Oh that’s pretty cool, thanks for sharing! I was not aware this had caught on so please don’t take my initial comment as a sarcastic dismissal but rather as a lack of awareness :)
I just followed the link to your blog and i really like the design. Also i liked what i read, especially about contract-based dependency management. I myself had some thoughts (just raw notes with lots of typos/mistakes not a published articles yet) on the topic (about how to specify API/CLI contracts as part documents readable both by humans and by machines) and i’d be thrilled to discuss it further and maybe actually start implementing something (i’m part-time hacking on a SSG, a DIY CI/CD system, and a selfhosting distro and i could really use some specification/testing system that’s not overtly complex).

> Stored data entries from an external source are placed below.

PR #1658, opened 2020-02-03
Release dredd to 12.2.1, dredd-transactions to 9.1.1

artem-zakharchenko:

- To release a next version of `dredd` and `dredd-transactions` that contain updated Fury adapters

- [ ] To write docs
- [ ] To write tests

### DIFF
--- a/packages/dredd/package.json
+++ b/packages/dredd/package.json
@@ -1,6 +1,6 @@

Hope to see you around on IRC/XMPP maybe?
<3
Aww, thank you!
Perhaps we need a Lemmy community for that kind of stuff? 🤔
Oh hah, I used to (I even ran several XMPP servers back in the day). Now I am on Matrix, as this is just the easiest for me. And fedi, of course.
I don’t think it’s exactly the right tool for the job, but it’d be better than nothing. I’m personally interested in tooling that would help bridging the gap between curated info (like a wiki), long-lived discussions (mailing-list/forum) and instant messaging (chatrooms), but i don’t know any tool that would help with that yet.
Just curious: how is Matrix easier as a sysadmin? I’ve personally heard quite opposite feedback. Do you have maybe a bifrost instance on hackerspace.pl that i could reach you through? Otherwise i’ll try through a public instance :)
Take care <3
Easy: I don’t run it. Simplicity for me comes not from how easy it is to sysadmin it, but how many communities I am a part of use it. IRC, as much as I hate to say it, is slowly dying away (FreeNode shitstorm did not help here), and XMPP is not great at creating community spaces. So, Matrix it is for me.
No clue what bifrost is.
That will probably work best.
Yeah i agree. I started talking/drafting about XMPP Spaces a few months back. Hopefully i can find time to implement that in a client/server sometime :)
I added you on Matrix via aria-net.org gateway. bifrost is a matrix<->XMPP gateway but unfortunately the official matrix.org instance is really bad bad bad but from what i hear the aria-net.org fork runs much better…i guess we’ll see!